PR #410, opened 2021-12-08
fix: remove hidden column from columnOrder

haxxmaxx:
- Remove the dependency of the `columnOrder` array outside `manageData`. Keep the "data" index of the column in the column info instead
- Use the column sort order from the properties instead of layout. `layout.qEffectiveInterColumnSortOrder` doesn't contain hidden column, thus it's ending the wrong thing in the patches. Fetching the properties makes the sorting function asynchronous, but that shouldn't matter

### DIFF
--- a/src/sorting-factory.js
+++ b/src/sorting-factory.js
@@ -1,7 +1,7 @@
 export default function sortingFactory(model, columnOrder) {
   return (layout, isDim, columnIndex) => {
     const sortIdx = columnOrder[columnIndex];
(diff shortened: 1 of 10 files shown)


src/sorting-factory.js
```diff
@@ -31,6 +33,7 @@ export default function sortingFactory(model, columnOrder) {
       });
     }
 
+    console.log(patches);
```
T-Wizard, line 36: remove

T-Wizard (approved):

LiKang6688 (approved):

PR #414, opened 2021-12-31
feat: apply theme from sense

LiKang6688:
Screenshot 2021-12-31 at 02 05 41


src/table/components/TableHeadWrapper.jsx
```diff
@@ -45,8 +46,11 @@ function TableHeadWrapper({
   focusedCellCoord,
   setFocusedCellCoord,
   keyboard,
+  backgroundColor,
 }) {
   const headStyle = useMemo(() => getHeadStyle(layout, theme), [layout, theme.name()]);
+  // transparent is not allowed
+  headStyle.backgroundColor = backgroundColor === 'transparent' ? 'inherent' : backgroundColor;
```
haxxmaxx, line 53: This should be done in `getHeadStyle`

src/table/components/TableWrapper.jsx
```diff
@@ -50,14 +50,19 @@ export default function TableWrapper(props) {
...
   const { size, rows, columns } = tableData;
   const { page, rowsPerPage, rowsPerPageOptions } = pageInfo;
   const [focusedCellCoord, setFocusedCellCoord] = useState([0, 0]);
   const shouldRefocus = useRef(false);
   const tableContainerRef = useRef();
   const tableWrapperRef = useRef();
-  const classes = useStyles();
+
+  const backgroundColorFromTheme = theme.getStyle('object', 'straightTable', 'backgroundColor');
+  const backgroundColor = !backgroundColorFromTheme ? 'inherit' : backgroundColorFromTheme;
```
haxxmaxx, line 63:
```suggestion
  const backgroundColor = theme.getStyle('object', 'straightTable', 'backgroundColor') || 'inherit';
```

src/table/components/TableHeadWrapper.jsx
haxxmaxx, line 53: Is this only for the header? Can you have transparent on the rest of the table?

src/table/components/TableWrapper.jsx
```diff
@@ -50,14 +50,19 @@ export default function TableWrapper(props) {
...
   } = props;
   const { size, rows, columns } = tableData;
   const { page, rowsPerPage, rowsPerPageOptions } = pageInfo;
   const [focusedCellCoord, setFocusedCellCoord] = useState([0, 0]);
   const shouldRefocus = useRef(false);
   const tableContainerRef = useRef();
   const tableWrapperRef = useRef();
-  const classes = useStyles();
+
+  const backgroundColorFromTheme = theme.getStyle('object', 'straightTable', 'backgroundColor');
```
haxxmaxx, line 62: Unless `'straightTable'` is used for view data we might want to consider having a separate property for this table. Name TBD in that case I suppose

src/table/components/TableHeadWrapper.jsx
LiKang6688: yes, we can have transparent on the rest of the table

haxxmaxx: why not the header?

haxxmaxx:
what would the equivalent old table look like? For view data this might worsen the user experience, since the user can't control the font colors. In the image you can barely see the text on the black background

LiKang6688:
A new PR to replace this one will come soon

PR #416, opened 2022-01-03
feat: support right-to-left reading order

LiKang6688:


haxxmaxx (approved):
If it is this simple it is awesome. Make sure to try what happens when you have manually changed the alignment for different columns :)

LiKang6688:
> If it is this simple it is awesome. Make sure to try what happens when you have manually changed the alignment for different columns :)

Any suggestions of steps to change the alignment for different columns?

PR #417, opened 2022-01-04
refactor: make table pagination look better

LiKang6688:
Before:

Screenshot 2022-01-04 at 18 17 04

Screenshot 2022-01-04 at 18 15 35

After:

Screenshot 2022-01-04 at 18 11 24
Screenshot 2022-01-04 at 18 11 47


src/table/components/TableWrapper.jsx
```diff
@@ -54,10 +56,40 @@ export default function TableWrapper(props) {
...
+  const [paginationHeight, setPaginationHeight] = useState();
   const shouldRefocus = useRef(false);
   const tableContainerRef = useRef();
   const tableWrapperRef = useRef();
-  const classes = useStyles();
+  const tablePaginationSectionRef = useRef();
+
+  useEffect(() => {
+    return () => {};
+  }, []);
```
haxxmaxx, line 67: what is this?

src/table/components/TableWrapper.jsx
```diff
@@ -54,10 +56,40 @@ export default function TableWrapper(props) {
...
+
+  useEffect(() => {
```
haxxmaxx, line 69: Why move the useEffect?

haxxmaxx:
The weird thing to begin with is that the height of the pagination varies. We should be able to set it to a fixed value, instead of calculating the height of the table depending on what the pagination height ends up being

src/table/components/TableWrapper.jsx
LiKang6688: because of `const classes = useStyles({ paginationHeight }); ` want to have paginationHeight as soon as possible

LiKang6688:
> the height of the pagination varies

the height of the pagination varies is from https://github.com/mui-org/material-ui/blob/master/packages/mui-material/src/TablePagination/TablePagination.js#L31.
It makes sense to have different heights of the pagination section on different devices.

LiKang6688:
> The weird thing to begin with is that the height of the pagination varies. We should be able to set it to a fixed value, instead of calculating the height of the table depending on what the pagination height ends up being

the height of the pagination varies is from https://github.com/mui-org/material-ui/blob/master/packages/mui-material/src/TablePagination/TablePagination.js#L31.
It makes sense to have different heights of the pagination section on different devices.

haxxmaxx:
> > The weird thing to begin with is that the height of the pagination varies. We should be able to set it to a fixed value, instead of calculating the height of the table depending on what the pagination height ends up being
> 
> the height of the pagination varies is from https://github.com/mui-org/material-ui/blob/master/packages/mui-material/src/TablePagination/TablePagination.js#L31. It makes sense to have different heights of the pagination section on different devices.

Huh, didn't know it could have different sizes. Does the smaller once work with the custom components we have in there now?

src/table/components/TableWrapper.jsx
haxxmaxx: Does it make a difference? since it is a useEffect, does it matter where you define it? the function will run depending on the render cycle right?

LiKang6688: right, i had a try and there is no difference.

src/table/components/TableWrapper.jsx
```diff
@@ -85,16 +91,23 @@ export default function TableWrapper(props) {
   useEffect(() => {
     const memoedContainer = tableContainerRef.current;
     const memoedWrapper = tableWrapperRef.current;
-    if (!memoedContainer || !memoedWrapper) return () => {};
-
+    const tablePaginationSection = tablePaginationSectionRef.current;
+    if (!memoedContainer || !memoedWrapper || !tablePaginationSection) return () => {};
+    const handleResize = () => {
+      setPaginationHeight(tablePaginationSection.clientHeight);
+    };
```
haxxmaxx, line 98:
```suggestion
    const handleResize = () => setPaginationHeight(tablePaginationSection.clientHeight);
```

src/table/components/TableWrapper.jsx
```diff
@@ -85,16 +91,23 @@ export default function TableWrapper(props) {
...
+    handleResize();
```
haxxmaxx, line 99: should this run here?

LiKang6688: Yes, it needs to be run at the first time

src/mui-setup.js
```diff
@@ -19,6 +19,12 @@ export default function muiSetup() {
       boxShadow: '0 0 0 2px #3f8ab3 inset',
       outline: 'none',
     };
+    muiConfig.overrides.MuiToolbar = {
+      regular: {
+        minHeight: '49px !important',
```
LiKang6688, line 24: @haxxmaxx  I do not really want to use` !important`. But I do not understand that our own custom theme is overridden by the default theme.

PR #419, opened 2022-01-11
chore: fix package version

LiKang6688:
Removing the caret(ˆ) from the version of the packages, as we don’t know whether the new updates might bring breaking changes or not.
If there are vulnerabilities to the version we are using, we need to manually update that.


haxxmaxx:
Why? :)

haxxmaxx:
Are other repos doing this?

* * *

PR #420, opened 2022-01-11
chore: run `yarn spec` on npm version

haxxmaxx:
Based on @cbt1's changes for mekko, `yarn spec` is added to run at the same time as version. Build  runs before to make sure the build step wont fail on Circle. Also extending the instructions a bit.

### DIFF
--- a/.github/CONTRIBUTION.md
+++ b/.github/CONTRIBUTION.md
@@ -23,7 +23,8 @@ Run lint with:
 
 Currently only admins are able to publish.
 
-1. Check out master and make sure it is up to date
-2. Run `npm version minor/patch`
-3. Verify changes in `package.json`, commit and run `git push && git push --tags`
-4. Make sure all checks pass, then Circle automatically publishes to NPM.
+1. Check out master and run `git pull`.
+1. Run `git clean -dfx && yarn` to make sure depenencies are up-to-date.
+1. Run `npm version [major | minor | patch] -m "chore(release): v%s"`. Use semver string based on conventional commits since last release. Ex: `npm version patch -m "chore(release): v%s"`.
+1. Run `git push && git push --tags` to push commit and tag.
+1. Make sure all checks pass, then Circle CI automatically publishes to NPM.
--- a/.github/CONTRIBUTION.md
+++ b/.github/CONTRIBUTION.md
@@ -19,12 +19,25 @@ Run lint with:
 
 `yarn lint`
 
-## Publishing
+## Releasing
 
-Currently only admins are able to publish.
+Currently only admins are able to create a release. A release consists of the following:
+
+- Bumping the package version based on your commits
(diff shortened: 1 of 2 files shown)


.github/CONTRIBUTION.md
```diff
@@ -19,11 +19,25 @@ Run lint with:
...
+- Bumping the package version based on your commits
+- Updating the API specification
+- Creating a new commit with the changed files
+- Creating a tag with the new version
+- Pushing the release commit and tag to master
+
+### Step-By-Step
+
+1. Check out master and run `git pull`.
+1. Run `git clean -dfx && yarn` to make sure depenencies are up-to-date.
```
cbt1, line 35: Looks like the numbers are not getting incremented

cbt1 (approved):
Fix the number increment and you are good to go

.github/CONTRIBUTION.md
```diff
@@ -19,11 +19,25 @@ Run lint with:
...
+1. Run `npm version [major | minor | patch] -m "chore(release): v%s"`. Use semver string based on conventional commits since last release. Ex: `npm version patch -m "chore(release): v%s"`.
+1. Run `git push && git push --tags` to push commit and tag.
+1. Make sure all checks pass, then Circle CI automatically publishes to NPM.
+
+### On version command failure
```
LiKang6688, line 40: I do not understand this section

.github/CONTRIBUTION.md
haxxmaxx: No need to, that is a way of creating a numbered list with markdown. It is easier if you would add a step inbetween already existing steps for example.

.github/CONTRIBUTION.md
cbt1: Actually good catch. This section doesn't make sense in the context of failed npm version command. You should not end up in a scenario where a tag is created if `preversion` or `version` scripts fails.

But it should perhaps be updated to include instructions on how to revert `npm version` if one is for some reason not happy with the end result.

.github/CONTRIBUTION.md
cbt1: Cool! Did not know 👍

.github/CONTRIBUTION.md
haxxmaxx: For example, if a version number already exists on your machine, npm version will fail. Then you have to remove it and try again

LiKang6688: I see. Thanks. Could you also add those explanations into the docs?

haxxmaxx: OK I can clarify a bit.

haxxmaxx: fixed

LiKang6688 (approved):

INSTRUCTIONS FOR THE TASK:
From the listing, copy every line where the string "columnOrder" appears.

ANSWER TO THE PROBLEM:
fix: remove hidden column from columnOrder
- Remove the dependency of the `columnOrder` array outside `manageData`. Keep the "data" index of the column in the column info instead
 export default function sortingFactory(model, columnOrder) {
     const sortIdx = columnOrder[columnIndex];
@@ -31,6 +33,7 @@ export default function sortingFactory(model, columnOrder) {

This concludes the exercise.